I am an instructor of English at a small, private college near Cleveland, Ohio. With its tree-lined streets, gothic architecture and sprawling quad, the college is an idyllic setting and one that disguises some unsightly truths. Like a Hollywood movie set, the college campus is all artifice, a make-believe world where actors appear for a short time, recite their lines, and then exit the sound stage of higher education forever. I say this because the longer I teach, the more convinced I become that, in general, a college education takes the form of a very predictable and tedious script in which students are asked to memorize material and then regurgitate that material on an exam, after which time they forget everything they’ve just memorized (“learned” would be too hopeful a word), only to repeat the cycle again next semester. After four years of reciting various soliloquies in a plodding monotone, students attend a graduation ceremony that in many respects mimics the Academy Awards except for the fact that everyone, no matter his or her level of competence, is given a diploma from the dean and an ovation from the befuddled professors who seem a bit perplexed by the whole event as if it were some kind of elaborate hoax. There are, of course, many reasons for their stupefaction.
Recently, NBC Nightly News reported that 69% of college graduates are functionally illiterate; that is, they cannot read or comprehend complex material. Another study released by The New York Times suggests that 50% of Americans did not read a single book last year. A third study claims that America has reached its highest level of adult illiteracy in decades. Although I cannot speak for education in general, I do believe there are several reasons why we are experiencing a crisis at the college level.

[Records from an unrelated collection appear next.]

PR #1258, opened 2021-04-27
CI/CD: Remove optimization for repository owner's PRs.

briansmith:
The optimization avoids every CI job running twice for the repository owner's
PRs. This is a pretty useful optimization because there are so many slow jobs
that are run for every commit that are duplicated for each of my PRs. However,
in the interest of making CI as bulletproof as possible, I'm going to try to
eliminate this. We'll add it back, or similar, if things get too bad.

```
$ grep "if:" .github/workflows/ci.yml | sort | uniq
      - if: ${{ !contains(matrix.host_os, 'windows') }}
      - if: ${{ contains(matrix.host_os, 'ubuntu') }}
      - if: ${{ contains(matrix.host_os, 'windows') }}
      - if: ${{ matrix.target == 'aarch64-apple-darwin' }}
```

### DIFF
--- a/.github/workflows/ci.yml
+++ b/.github/workflows/ci.yml
@@ -6,9 +6,6 @@ on:
   push:
 jobs:
   rustfmt:
-    # Don't run duplicate `push` jobs for the repo owner's PRs.
-    if: github.event_name == 'push' || github.event.pull_request.head.repo.full_name != github.repository
-
     runs-on: ubuntu-18.04
 
     steps:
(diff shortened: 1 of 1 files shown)


briansmith:
Unfortunately, the first CI attempt seems to have gotten hung up as pull request UI got stuck "expecting" the results from the `rustdoc` and `tests` jobs. Maybe it was a fluke. I see now, with this change, there are more than 256 total jobs. I wonder if I misunderstood the limits on jobs.

briansmith:
The documentation says "Job matrix - A job matrix can generate a maximum of 256 jobs per workflow run." I'm not sure what that means though.

briansmith:
It seems I need to avoid doing this for now, as we're apparently hitting that 256 job limit, I guess. The GitHub PR UI is looking strange during this run. I'll try to find a solution another time.

PR #1263, opened 2021-04-30
build.rs: Avoid manual dirty checking.

briansmith:
Simplify build.rs to make it easier to maintain. It seemed like the logic
being removed here wasn't always correct anyway.


briansmith:
I'll come back to this another time.

PR #1265, opened 2021-05-01
Add Set and UTF8String DER tags.

bnoordhuis:
Needed by https://github.com/briansmith/webpki/pull/226.


briansmith:
First, thank you very much for attempting to fix this.

I know how to fix the webpki bug and this isn't required for that, so I'm going to close this. I will post a PR for the webpki bug RSN.

PR #1267, opened 2021-05-03
Use a prefix different from `GFp_` so *ring* 0.17.x and an older version of *ring* can coexist.

briansmith:
See the individual commit messages for details. Future work will automate changing the prefixes as part of the release process.


briansmith:
Issue #1268 tracks the remaining related work.

crypto/cipher_extra/asm/chacha20_poly1305_x86_64.pl
```diff
@@ -879,7 +880,7 @@ sub emit_body {
     push %r14
 .cfi_push %r14
     push %r15
-.cfi_push %r15
+.cfi_push %r15
```
briansmith, line 883: I updated this file by merging the BoringSSL version to make sure they were in sync. The trailing whitespace is from BoringSSL, here and below.

crypto/cpu-intel.c
```diff
@@ -107,7 +107,7 @@ static void OPENSSL_cpuid(uint32_t *out_eax, uint32_t *out_ebx,
 //
 // See https://software.intel.com/en-us/articles/how-to-detect-new-instruction-support-in-the-4th-generation-intel-core-processor-family
 static uint64_t OPENSSL_xgetbv(uint32_t xcr) {
-#if defined(_MSC_VER) && !defined(__clang__)
+#if defined(_MSC_VER)
```
briansmith, line 110: When I started this work, I undid the manual prefixing by merging some files from BoringSSL to minimize the difference. This is one of the differences that was unrelated that was a result of that process. I decided to stop building this PR that way because there were too many of these unrelated changes; the work to minimize the diff from BoringSSL is now tracked in #1269.

crypto/fipsmodule/aes/asm/aesv8-armx.pl
```diff
@@ -276,11 +276,12 @@ ()
...
 	vst1.8	{$inout},[$out]
 	ret
-.size	GFp_${prefix}_${dir}crypt,.-GFp_${prefix}_${dir}crypt
+.size	${prefix}_${dir}crypt,.-${prefix}_${dir}crypt
 ___
 }
 &gen_block("en");
-&gen_block("de");
+# Decryption removed in *ring*.
+# &gen_block("de");
```
briansmith, line 284: If we don't do this then we'd need to prefix the generated decrypt function. But since we don't need/want it, it's better to just delete it.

The first is that college students are only required to take one year of English, usually a semester or two of low level composition classes, and because so many of these students are now graduating from American high schools without the ability to identify nouns and verbs (I’m not making this up), beleaguered instructors are forced to spend the majority of their time teaching students how to write simple sentences and paragraphs. As a result, complex material is never discussed in class. There’s just no time for a serious analysis of, say, an essay by Gore Vidal or Isaiah Berlin when instructors must teach students the difference between “there” and “their.” As you might imagine, this is not good for morale among faculty members. Teaching a student how to make sense of a front-page story in the Cleveland Plain Dealer is not the same thing as teaching a student the dramatic power and existential themes of Hamlet.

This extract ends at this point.